A third limitation concerns dependence on semantic side information. KG-BiLM is strongest on semantically enriched graphs but trails specialized path-based methods on structure-only FB15k-237, which the paper attributes to relation-cardinality sensitivity and semantic sparsity dependence (Chen et al., 4 Jun 2025). KG-FIT similarly does not dominate lexical-heavy WN18RR, and the authors state that hierarchy quality and LLM bias can affect results (Jiang et al., 2024). Multi-L KG methods are therefore most attractive when multiple information levels are genuinely present and reliable.
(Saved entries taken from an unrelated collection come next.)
PR #10, opened 2020-10-17
Use matplotlib if mayavi is not available

alexfikl:
Produces something like [this](https://i.imgur.com/1bB0maE.png).

### DIFF
--- a/modepy/tools.py
+++ b/modepy/tools.py
@@ -474,8 +474,11 @@ def estimate_lebesgue_constant(n, nodes, visualize=False):
     lebesgue_worst = np.sum(np.abs(eq_to_out), axis=1)
     lebesgue_constant = np.max(lebesgue_worst)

Construction-oriented systems raise further issues: provenance, hallucination, and procedural underspecification. LEC-KG notes cold-start instability, schema redesign cost, and the absence of a single differentiable end-to-end objective, while its evidence retrieval remains exact-match and precision-oriented (Zeng et al., 2 Feb 2026). MultiCNKG omits exact prompts, alignment thresholds, ontology mapping rules, and several experimental details, and its reporting contains formatting inconsistencies (Sarabadani et al., 8 Oct 2025). LLHKG emphasizes prompt optimization and correction modules but does not provide explicit loss functions or graph-aware evaluation beyond BERTScore (Zhu et al., 21 Apr 2026). A plausible implication is that a stronger Multi-L KG framework would need explicit provenance, confidence modeling, and more formal cross-level constraints.
Finally, reasoning coverage remains incomplete. ROMA supports projection and intersection but not negation or union in the provided formulation (Xi et al., 2022). Context Graph uses an LLM-judged stopping criterion for whether sufficient information has been retrieved (Xu et al., 2024). CKGC-CKD assumes pre-existing seed alignments and may degrade when alignments are sparse or noisy (Zhang et al., 2023). GKG-LLM unifies construction tasks effectively, but does not yet provide an explicit cross-level graph schema linking entities, events, and commonsense abstractions into one fully formal object (Zhang et al., 14 Mar 2025). The literature therefore suggests that Multi-L KG is already a productive technical direction, but not yet a closed or fully standardized theory.